Right here is the key sentence of the article. Normally, in cases involving
qualified immunity, the circumstances have to match up more or less exactly
with some precedent in order for qualified immunity to be denied. So, if
officers break into someone's place and steal/seize money and rare coins,
without justification, as happened recently, when faced with a precedent about
officers seizing money alone, the Court might conclude that qualified immunity
applies.

Once qualified immunity applies, that effectively kills the case. The worst
part about this is that means the case can't _become_ the specific precedent
that the Court is looking for. _This_ is why qualified immunity is terribly
constructed: there is no way for the Court to say "You did the wrong thing,
but you didn't know, so you had qualified immunity. But, _next time_ someone
does that, they should know better."

------
mindslight
Just a friendly reminder that if this crime had been committed by two people
not wearing state-costumes, they both would be getting prosecuted for 6 counts
of sexual assault of a minor.
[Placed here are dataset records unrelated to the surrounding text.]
PR #621, opened 2023-01-09
Feature: Add newly created DAO to favorites

RakeshUP:
Task: [APP-517](https://aragonassociation.atlassian.net/browse/APP-517)

## Type of change

## Checklist:

[APP-517]: https://aragonassociation.atlassian.net/browse/APP-517?atlOrigin=eyJpIjoiNWRkNTljNzYxNjVmNDY3MDlhMDU5Y2ZhYzA5YTRkZjUiLCJwIjoiZ2l0aHViLWNvbS1KU1cifQ

### DIFF
--- a/packages/web-app/src/context/apolloClient.tsx
+++ b/packages/web-app/src/context/apolloClient.tsx
@@ -12,6 +12,8 @@ import {
   Erc20Proposal,
   ICreateParams,
   IMetadata,
+  InstalledPluginListItem,
+  IPluginInstallItem,
 } from '@aragon/sdk-client';
 import {RestLink} from 'apollo-link-rest';
 import {CachePersistor, LocalStorageWrapper} from 'apollo3-cache-persist';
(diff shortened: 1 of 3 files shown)


packages/web-app/src/context/createDao.tsx
```diff
@@ -49,12 +59,13 @@ const CreateDaoContext = createContext<CreateDaoContextType | null>(null);
 const CreateDaoProvider: React.FC = ({children}) => {
   const {open} = useGlobalModalContext();
   const navigate = useNavigate();
-  const {isOnWrongNetwork, provider} = useWallet();
+  const {isOnWrongNetwork, provider, chainId} = useWallet();
```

Our justice system has been taken over by
criminals, and they are using it to act out their own sick fantasies that have
little to do with justice.

------
java-man
I cannot even find words how revolting this is.

As we develop various technical solutions, and keep discussing merits of this
or that javascript framework, let's keep in mind that the technology we
develop may end up in the hands of the people described in the article. Or
this might have happened already.

------
Mirioron
Would the woman have been legally justified to defend herself and the
children? Or was her only legal option to stand there and let the abuse
happen?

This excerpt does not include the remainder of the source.